Milli Mücadele’de Amasya’nın Tercih Edilme Nedenleri ve Amasya Tamimine Giden Süreç

Doç. Dr. Girayalp Karakuş

Doç. Dr. Girayalp Karakuş

Site Yazarı

A+ A-

30 Ekim 1918’de Mondros Mütarekesinin imzalanmasından sonra yaşanan süreçte İstanbul başta olmak üzere Anadolu’nun pek çok yeri İtilaf Devletleri tarafından işgal edildi. İşgallere bir süre sessiz kalan Türk halkı, İzmir’in Yunanistan tarafından işgal edilmesi ile üzerindeki ölü toprağını üzerinden attı ve yurdun çeşitli yerlerinde bu işgalleri protesto eden mitinglere katıldı. Bu arada Osmanlı bürokrat ve aydınlarında çeşitli büyük ülkelerin mandalığını kabul eden fikirler de vardı. Ancak başta Mustafa Kemal Paşa olmak üzere Kazım Karabekir, Fethi Okyar, Ali Fuat Cebesoy Paşa gibi vatansever subaylar Anadolu’ya geçerek Milli Mücadele’yi başlatma yollarını aradılar. Milli Mücadele, Anadolu’nun hangi ilinden başlamalı emin değildiler. Mustafa Kemal Paşa, Kazım Karabekir Paşa ve diğer vatansever Türk subayları Milli Mücadele’nin başlatılacağı yer olarak Amasya’yı uygun gördüler. Çalışmanın amacı; Milli Mücadele’de Amasya Tamimine giden süreç, bu tamimin önemi ve Amasya’nın tercih edilme nedenlerini ortaya koyabilmektir. Makalede bilgileri aktarabilmek için literatür taraması yapıldı ve bu konuyla ilgili kitaplar, makaleler ve bilimsel tezler okunarak okuyucuya aktarılmaya çalışıldı. Çalışmanın hedefi ise Amasya Tamimine giden süreçte Amasya halkının vatansever ve ülke sorunlarına yönelik sağduyulu yaklaşımını okuyucuya sunabilmektir. 
Mondros Ateşkes Antlaşmasından sonra 13 Kasım 1918 tarihinde İstanbul’a gelen Mustafa Kemal Paşa, Ordu Müfettişi olarak atanana kadar İstanbul’da beş ay kalmıştır. Bu süre zarfında ülkenin kurtuluşu için bazı görüşmeler gerçekleştirdi. 30 Nisan 1919 tarihinde ise padişahın iradesiyle IX. Ordu Müfettişliğine atanarak Anadolu’ya gönderildi (Türkmen, 2021: 2711).
Mustafa Kemal Paşa, Samsun’a çıktığında ilgilendiği iki konu vardı: Birincisi: “Müdafaa-i Hukukve Redd-i İlhak cemiyetleri ile ilişki kurabilmek”, İkincisi ise “Pontus çetelerinin terör ortamına çözüm bulabilmek” (Özcan, 2013: 69-82).  Pontus çeteleri tarihi emellerini gerçekleştirmek için Amasya’yı merkez kabul etmişti dolayısıyla Amasya’da yoğun bir faaliyet gösteriyorlardı. Amerika Birleşik Devletleri ve İngiltere Pontusçu çetelere büyük destek verdiler (Özcan, 2013: 69-82).

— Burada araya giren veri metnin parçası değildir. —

PR #3032, opened 2026-04-14
[Delwaq] Change system timer, and verbosity control.

evetion:
Fixes https://github.com/Deltares/Ribasim-NL/issues/534

Also adds verbosity control based on the verbosity of the Ribasim model. Currently it is set to debug, which becomes very slow for large models, as it prints all individual boundaries + timeseries.

### DIFF
--- a/python/ribasim/ribasim/delwaq/generate.py
+++ b/python/ribasim/ribasim/delwaq/generate.py
@@ -10,6 +10,7 @@ from pathlib import Path
 from typing import TYPE_CHECKING, Any, cast
 
 from ribasim import Model, nodes
+from ribasim.config import Verbosity
 from ribasim.utils import (
     MissingOptionalModule,
     _concat,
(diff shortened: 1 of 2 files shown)


visr (approved):
Nice. I assume this system timer won't change anything about flows being interpreted in m3/s, it is only for the processes?

evetion:
> Nice. I assume this system timer won't change anything about flows being interpreted in m3/s, it is only for the processes?

Correct, you're looking for line 10 (1s). From the documentation (verbatim):

> D-Water Quality uses for its input processing 2 different timers. The first timer is de model timer and is specified as part of the 4th title string in the first group of the input file. It is usually set to 1 second. The second timer is the auxiliary timer that is used for water quality processes. This timer is generally expressed in days (a decay coefficient in 1/day). D-Water Quality supports freedom of choice in this respect, but it is not excluded that some processes routines lean on the fact that the processes timer is generally expressed in days. Because the unit of time is free, only the factor between the two timers need to be provided. This is generally 86400, the number of seconds in a day. Should you chose however a system time of days (and thus flows in m3/day) and processes expressed per year, then you could take 365 as factor.

PR #3035, opened 2026-04-15
Support UserDemand with multiple inflow links

### LINKED ISSUE #2725: Conjunctive use: Allow (and control) water abstraction from multiple sources
StLucia (Uruguay, Min.Water, Patricia ) and Hermana (Columbia, SITO-IS, Betsy/Martha) use the groundwater node of Ribasim. Both projects consider moving to the new Ribasim.

When studying conjunctive use, one UserDemand would be connected to multiple sources (e.g. a river, a Managed Aquifer Recharge system or a pristine aquifer)

Dependent on water availability or time of year, the actual abstraction might be distributed over multiple sources at the same time (like a ratio per source).

Currently abstracting water from multiple sources is not facilitated. Particularly, the allocation module can update the allocated flow rate on the UserDemand node, but it cannot prescribe the link to abstract from.

Associated with #2705 and #2724

### LINKED ISSUE #2776: User demand abstraction from multiple reservoirs (no allocation preference)
**What**
I wanted to create a schematic reservoir network with multiple reservoirs collectively supplying water demand in the basin. The demand is then proportionally allocated to reservoirs based on their storage levels (in m³).

**Why**
In the basin I have no preference to how water is allocated from which reservoirs, as long as they try to satisfy the demand. This circumvents the issue of having to calibrate each reservoir in a schematic study.

**How**
I was not able to create such a system in ribasim so I create my own python script. I has inflows into each reservoirs, a reservoir maximum storage, and a downstream demand at each timestep. Based on all reservoir storages over time I can allocate which reservoir should supply what amount.

**Additional context**
I am using this in a scientific study across the whole of Spain, a country with many reservoirs. So I needed a really basic model.

verheem:
Fixes https://github.com/Deltares/Ribasim/issues/2725
Fixes https://github.com/Deltares/Ribasim/issues/2776

## Summary

This PR extends `UserDemand` to support **multiple inflow links**, allowing a single demand node to draw water from more than one source basin. Previously, `UserDemand` was restricted to exactly one upstream link (`1:1`), making it impossible to model demands supplied by multiple sources.

### Data model (`core/src/parameter.jl`)
- Replaced the single `inflow_link::Vector{LinkMetadata}` with `inflow_links::Vector{Vector{LinkMetadata}}` — each `UserDemand` node now stores a vector of inflow link metadata.
- Added `inflow_link_offsets` to map each node's inflow links into the flat `user_demand_inflow` state vector (one state per link, not per node).
- Added `inflow_link_allocated` to store per-link allocation results from the LP, so the physics layer can split inflow across source basins exactly as allocation decided.
- Added `link_to_state_idx::Dict` to `ParametersIndependent` for direct link → state index lookups, needed when a destination node has multiple inflow-link states.

### Allocation LP (`core/src/allocation_optim.jl`)
- The `user_demand_allocated_sum_constraint` now sums flow over **all** inflow links instead of referencing a single one.
- Return-flow constraints use the total inflow across all links.
- `set_simulation_data!` iterates over all inflow links to set return-factor coefficients.
- `parse_allocations!` stores per-link allocated flow rates into `inflow_link_allocated` and sums cumulative supplied volumes across all inflow links.

### Physics / ODE formulation (`core/src/solve.jl`)
- `formulate_flow!`: computes per-link demand (equal split or allocation-driven), applies per-source low-storage and min-level reduction factors independently, and writes one `du` entry per inflow link.
- `limit_flow!`: bounds are now computed and applied per inflow link with source-specific storage/level factors.

### State vector & indexing (`core/src/util.jl`)
- `state_node_ids`: the `user_demand_inflow` component now emits one node ID per inflow link (not per node), expanding the state vector for multi-inflow nodes.
- `get_state_flow_links`: builds one `(inflow, placeholder)` pair per link instead of per node.
- New `build_link_to_state_idx` function creates the link → state index dictionary.
- `get_state_index(state_ranges, link_to_state_idx, link)` overload resolves per-link states via the dictionary before falling back to the old node-based lookup.
- `reduce_state!` uses link-based lookups for correct basin water balance accounting.

### Jacobian (`core/src/sparsity.jl`)
- `update_J_inner!` for `user_demand_inflow` states now uses `state_inflow_link` to identify the correct source basin directly, rather than dispatching through the node type.

### Concentration / water quality (`core/src/concentration.jl`)
- `mass_inflows_from_user_demand!` mixes return-flow concentrations as a mass-weighted average across all inflow links, proportional to each link's cumulative flow contribution.

### Validation (`core/src/validation.jl`)
- Relaxed `UserDemand` neighbor bounds from `(1,1,1,1)` to `(1,M,1,1)` — multiple inflow links are now valid.

### Python side (`ribasim_python/`)
- Updated `can_connect` to allow up to `M` inflow links for `UserDemand`.

### Test model & tests
- New `two_basin_user_demand_model` test model: two basins (with different `route_priority`) supplying a single `UserDemand`, with decaying `FlowBoundary` forcing the LP to shift demand between sources.
- New integration test verifying that Basin 4's contribution ramps linearly as Basin 3's supply decays, keeping total UserDemand inflow at the requested demand.
- Added corresponding LP reference file for the allocation problem.


core/src/allocation_optim.jl
```diff
@@ -883,8 +884,31 @@ function parse_allocations!(
...
+    flow = allocation_model.problem[:flow]
+
+
+    supplied_volume = node_id ->
+    if is_user_demand
+        # UserDemand has multiple inflow links, sum them.
+        sum(cumulative_supplied_volume[lm.link] for lm in node.inflow_links[node_id.idx])
+    else
+        cumulative_supplied_volume[node.inflow_link[node_id.idx].link]
+    end
```
visr: Can this be a named top-level function? It is a bit hard to read with `->` and the newline without indentation.

core/src/differentiation.jl
```diff
@@ -191,7 +191,11 @@ function update_J_inner!(
     elseif row in state_ranges.outlet
         update_J_inner!(J_inner, val, node_id, col_reduced, outlet)
     elseif row in state_ranges.user_demand_inflow
-        update_J_inner!(J_inner, val, node_id, col_reduced, user_demand; do_outflow = false)
```
visr, line 194: I guess we can remove `do_outflow` from `update_J_inner!`?

core/test/allocation_physics_test.jl
```diff
@@ -300,3 +300,32 @@ end
...
+    using DataFrames: DataFrame
+    using Dates: DateTime
+
+    toml_path = normpath(
+        @__DIR__,
+        "../../generated_testmodels/two_basin_user_demand/ribasim.toml",
+    )
+    @test ispath(toml_path)
+
+    model = Ribasim.run(toml_path)
```
visr, line 315: Can you also add some unit tests for new fields added in parameter.jl, like `inflow_link_offsets` and `link_to_state_idx`?

core/src/solve.jl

Özellikle Merzifon Amerikan Koleji, Pontusçu çetelerin lojistik destek aldıkları bir karargâh hâline geldi. Pontus çeteleri Amasya, Tokat ve çevresinde şiddet faaliyetleri yürütüyor ancak Müslüman halk meşru müdafaa yapmak istediğinde büyük devletleri kendilerine zulüm ediliyor gerekçesiyle işgale davet ediyorlardı. 
Mustafa Kemal Paşa Samsun’a çıktığında ülkedeki genel vaziyeti “Nutuk” adlı eserinde şöyle tarif ediyor:
“Osmanlı Devleti’nin içinde bulunduğu grup, I. Dünya Savaşı’nda yenilmiş, Osmanlı ordusu her tarafta zedelenmiş, şartları ağır bir ateşkes anlaşması imzalanmış. Büyük Savaş’ın uzun yılları boyunca millet yorgun ve fakir bir durumda. Milleti ve memleketi I. Dünya Savaşı’na sürükleyenler, kendi hayatlarını kurtarma kaygısına düşerek memleketten kaçmışlar. Saltanat ve hilafet makamında oturan Vahdettin, soysuzlaşmış, şahsını ve bir de tahtını koruyabileceğini hayal ettiği alçakça tedbirler araştırmakta. Damat Ferit Paşa’nın başkanlığındaki hükümet aciz, haysiyetsiz ve korkak. Yalnız padişahın iradesine boyun eğmekte ve onunla birlikte kendilerini koruyabilecekleri herhangi bir duruma razı. Ordunun elinden silâhları ve cephanesi alınmış ve alınmakta…” (Atatürk, 2011: 1). 
Mustafa Kemal Paşa’nın anlattığı üzere ülkenin genel vaziyeti oldukça ağırdı. Ülkenin pek çok yeri İtilaf güçlerinin kontrolü altına girmişti (Demirci, 2010: 7). Amasya ve Tokat gibi işgal edilmeyen yerler ise her an işgal edilmeye hazır durumda idi. 
Azınlıkların kurdukları cemiyetler ülkede zararlı faaliyetler yürüttüler. İstanbul Patrikhanesinde “Mavri Mira” adlı kurul oluşturuldu ve bu kurul doğrudan Venizelos’tan emir aldı. “Yunan Konsolosluğu ve İstanbul Patrikhanesi” de silah deposu vazifesi görüyordu. Özellikle Samsun ve Amasya’da zararlı faaliyetlere girişen Rumların arkasındaki kişi ise Amasya ve Samsun yöresi Metropoliti Germanos idi. Bu çeteler silahlı eylem, miting ve yardım kampanyası adı altında örgütlerine finansal destek sağlıyorlardı  (Demirci, 2010: 8).  Pontus çeteleri de gücünü bu oluşumlardan alıyordu. 
Mustafa Kemal Paşa, Samsun’a gittikten sonra durumu bizzat gözlemlemiştir. İstanbul’dan bazı tedbirler alınmasını istemiştir. Örneğin; Dokuzuncu Ordu Müfettişi Mustafa Kemal Paşa talebi üzerine Samsun ve Amasya’da asayişin temini için jandarma kuvvetlerine takviye yapılmasını ve komitelerin takibinde görev yapanlara örtülü ödenekten para gönderilmesini talep etmiştir.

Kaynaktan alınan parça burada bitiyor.